Characterisation of a novel delta opioid receptor (DOPr) ligand with improved therapeutic profile

A. Conibear¹, M. J. Asghar², D. Kendall³, B. von Mentzer⁴, E. Kelly¹. ¹School of Physiology, Pharmacology and Neuroscience, University of Bristol, Bristol, United Kingdom, ²School of Life Sciences, University of Nottingham, Nottingham, United Kingdom, ³PharmNovo UK Ltd, Liverpool, United Kingdom, ⁴PharmNovo AB, Öckerö, Sweden.

Introduction: Current options for the treatment of chronic pain are limited. However, activation of the delta opioid receptor (DOPr) is potentially effective in chronic pain states and emotional disorders. DOPr agonists have low abuse liability although some agonists have pro-convulsant properties and tolerance to the therapeutic effects can develop. PharmNovo AB have developed a series of selective, small molecule DOPr agonists and we have characterised the signalling, trafficking and anti-nociceptive activity of one of these, PN6047.

Methods: G protein signalling and arrestin recruitment to the DOPr was assessed using BRET technology in HEK-293 cells. Internalization of the DOPr was quantified using the DiscoveRx PathHunter® assay. Antihyperalgesia was assessed using the monoiodoacetate (MIA) osteoarthritis pain model and tolerance to anti-nociception measured using a sciatic nerve-ligation (SNL) model of neuropathic pain. Mechanonociceptive thresholds were measured with dynamic plantar aesthesiometry in C57Bl6 mice. Mice were injected with MIA (25 mg.ml^-1; 20 μl) or saline (20 μl) 7 days prior to experimentation. Mice were treated with PN6047 (10 mg.kg.^-1; p.o.;n=6) or vehicle (HPMC; n=7) for 60 min. For the SNL model, traumatic mononeuropathy was induced by tight ligation of 1/3 of the sciatic nerve. PN6047 (3 mg.kg.^-1; p.o.; n=8) or vehicle were administered every day from days 5 to 21 post-surgery. Mechanonociceptive measurements were taken on days 7,9,12,14,16,19 and 21. Seizure liability of PN6047 (20 mg.kg^-1;p.o.; n=11) was assessed using the pentylenetetrazole (PTZ) test in CD1 mice. Data are expressed as mean ± SEM.

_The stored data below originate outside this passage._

PR #25, opened 2022-11-21
Add a few new  helpers to the Header struct for commonly used tags

dralley:


dralley:
Should we consider moving these helpers from `Header` to `RpmMetadata`, or even perhaps to `Package`?  It is unwieldy to have to `pkg.metadata.header`, and it fields a bit like a high-level / low-level layering violation.

src/rpm/headers/header.rs
```diff
@@ -237,6 +238,18 @@ where
             })
     }
 
+    pub(crate) fn get_entry_number_data(&self, tag: T) -> Result<i64, RPMError> {
+        let entry = self.find_entry_or_err(&tag)?;
+        entry
+            .data
+            .as_number()
+            .ok_or_else(|| RPMError::UnexpectedTagDataType {
+                expected_data_type: "numeric",
```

Results: PN6047 fully engages G protein signalling but is a partial agonist in both the arrestin recruitment and internalisation assays. Acute treatment with PN6047 significantly reversed the MIA-induced hyperalgesia (23.4±7.6%), in comparison to vehicle (51.9±1.2%). In the SNL model, five days after the nerve ligation mechanical hyperalgesia had developed, treatment with PN6047 resulted in a significant inhibition of the mechanical hyperalgesia (from 44.8±3.0% to 22.7±2.5%). The antihyperalgesic effect was maintained during the 21-day experimental period. PN6047 did not lower seizure threshold in the PTZ test (90.9±8.0 v 101.2±5.7 mg.kg.^-1 dose of PTZ required to induce hindlimb tonic seizures in vehicle- and PN6047-treated animals, respectively).

Conclusion: PN6047 is effective in rodent models of chronic pain, shows no analgesic tolerance after prolonged treatment and had no effect on chemically induced seizures. Thus, DOPr ligands with limited arrestin signalling may be therapeutically beneficial in the treatment of chronic pain states.